In reference to the current report no. 1/2025 dated 2 January 2025, the Management Board of Globe Trade Centre S.A. (the “Company” or “GTC”) hereby informs that on 15 April 2025, the Company entered into an agreement with the sole noteholder, LFH Portfolio Acquico S.À R.L., to amend the terms and conditions of the bearer subordinated participating series A notes, with a total nominal value of EUR 41,821,389.06 (the “Participating Notes”).
On 31 March 2025, GTC Paula S.À R.L. exercised an option against LFH Portfolio Acquico S.À R.L. and ZNL Investment S.À R.L. to purchase all of the shares held by LFH Portfolio Acquico S.À R.L. and ZNL Investment S.À R.L. in Kaiserslautern I GmbH & Co. KG, Kaiserslautern II GmbH & Co. KG, Portfolio Kaiserslautern III GmbH, Portfolio KL Betzenberg IV GmbH, Portfolio KL Betzenberg V GmbH, Portfolio Kaiserslautern VI GmbH, Portfolio Heidenheim I GmbH, Portfolio Kaiserslautern VII GmbH and Portfolio Helmstedt GmbH (the “Call Option”). Settlement of the Call Option has not yet occurred and is expected to occur in the coming weeks.

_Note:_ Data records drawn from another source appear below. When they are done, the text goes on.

PR #959, opened 2021-11-13
Add .editorconfig for rb, cpp, h files

nevans:
I was just using editorconfig settings that seemed sensible for what's already there.  Please change the actual values to whatever seems most suitable to you.  😄 

I suppose I *could* add "compile_commands.json" to my global gitignore... But IMO adding it here is reasonable.

### DIFF
--- a/.editorconfig
+++ b/.editorconfig
@@ -1,0 +1,16 @@
+root = true
+
+[*]
+charset = utf-8
+end_of_line = lf
+insert_final_newline = true
+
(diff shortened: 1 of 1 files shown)


nevans:
Also, would you mind if I add a .clang-format?  I'll try to make it fit the existing formatting as best I can, but... I'll unavoidably wind up inserting some of my own preferences. 😉  I can do that in a separate PR.

PR #961, opened 2021-11-22
Increase timeout on a flaky test

nevans:
In my local development, this was the only truly flaky test.  It's not a
performance test and it's reliant on an external resource, so IMO adding
an extra second to its run time should be fine.


nevans:
Any thoughts on this (two and a half year old) PR? It's purely a refactoring of a single flaky test. I could update it to use an environment variable, if you'd like.

nevans:
What's in #995 seems to work better than this (and covers many other timeouts, too).  That PR sets `TIMEOUT = TIMEOUT_INTERVAL * 4.0`, which automatically increases _all_ of the uses of `TIMEOUT` in this file.

PR #967, opened 2022-04-14
there are bugs in if-statements using `and`.

mephistobooks:
the operators of `and`, `or`, and `not` in if-statements are too buggy.
(ex. `p true and false` =>true)
we should not use them. actually there are bugs  in `eventmachine.rb` so i correct them.

please read this: "Ruby Style Guide", [no `and`/`or`](https://github.com/rubocop/ruby-style-guide#no-and-or-or).


sodabrew:
Is there an example of a situation where one of these resulted in a wrong output?

mephistobooks:
For example,

```
if defined?(EventMachine.library_type) and EventMachine.library_type == :pure_ruby
```

this is always true even if `EventMachine.library_type` is just defined. i.e., it becomes true also when `EventMachine.library_type != :pure_ruby`... I would think this is not expected behavior.

sodabrew:
That would be a surprising result, but I'm not able to reproduce that in a simple `irb` session. What am I missing?

mephistobooks:
Oh, really...? Simply we can check it as follows:
```
x = :pure_ruby
p true and x == :pure_ruby   # this becomes true. yeah, it's natural.
# =>true
p true and x != :pure_ruby    # but this becomes also true... 😭
# =>true
```
Both we get are true. So we must say that the codes using `and`/`or` in `if`-conditions have semantically (or potentially) bug. It is VERY dangerous...

MSP-Greg:
@mephistobooks

First, I would agree that using `and`/`or` can have unintended consequences.

Your example is incorrect, mostly because `p`/`puts` are method calls, and `if` is not.  It also shows how problems can occur when not using parentheses with method calls.  Try:
```ruby
x = :pure_ruby
if true and x == :pure_ruby
  p 'true'
else
  p 'false'
end

if true and x != :pure_ruby
  p 'true'
else
  p 'false'
end
```

sodabrew:
Thanks @MSP-Greg, exactly the explanation for this situation of using `puts` and getting a different result.

@mephistobooks I would be glad to take the PR for modern Ruby style if you would clarify the commit message to say that this is a style change not a bug-fix.

mephistobooks:
@sodabrew I'm sorry, @MSP-Greg is correct. I'm wrong (I misunderstood it with assignment expression).

nevans:
FWIW, although I agree with every change in this PR, I resent the ruby style guide total ban.  And the justification confuses more than it clarifies (basically: it's FUD).  So I'm just registering that complaint.  😜  Avdi Grimm has [a good explanation](http://www.virtuouscode.com/2014/08/26/how-to-use-rubys-english-andor-operators-without-going-nuts/) (transcript available at the unlinkable "Video Script" tab).  But, Avdi and I both learned Perl before ruby.

Fortunately, the rubocop default is [`Style/AndOr: {EnforcedStyle: conditionals}`](https://docs.rubocop.org/rubocop/cops_style.html#enforcedstyle-conditionals-default), which (mostly) agrees with Avdi and me, and not with the style guide. 😉

Contrary to what the style guide says: ruby's precedence makes more sense than Perl's (IMO) once you understand the design rationale. 🙂  It makes perfect sense for boolean algebra symbols to follow the standard math precedence rules (disjunctive normal form, or the sum of products) and the English control flow words to follow the standard linguistic rules (simple left-to-right).

Anyway, everyone's time might've been better served if, instead of writing this comment, I had submitted PRs to the ruby style guide and ruby's `doc/syntax/{precedence,control_expressions}.rdoc`!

The settlement of the Call Option forms part of a series of transactions related to the acquisition of the German residential portfolio from LFH Portfolio Acquico S.À R.L. and Peach Property Group AG, as announced in current report no. 21/2024 dated 16 November 2024. Following the settlement of the Call Option, the Company will indirectly hold an 89.9% stake in Kaiserslautern I GmbH & Co. KG, Kaiserslautern II GmbH & Co. KG, Portfolio Heidenheim I GmbH, Portfolio Kaiserslautern VII GmbH, and Portfolio Helmstedt GmbH, as well as an 84.8% stake in Portfolio Kaiserslautern III GmbH, Portfolio KL Betzenberg IV GmbH, Portfolio KL Betzenberg V GmbH, and Portfolio Kaiserslautern VI GmbH.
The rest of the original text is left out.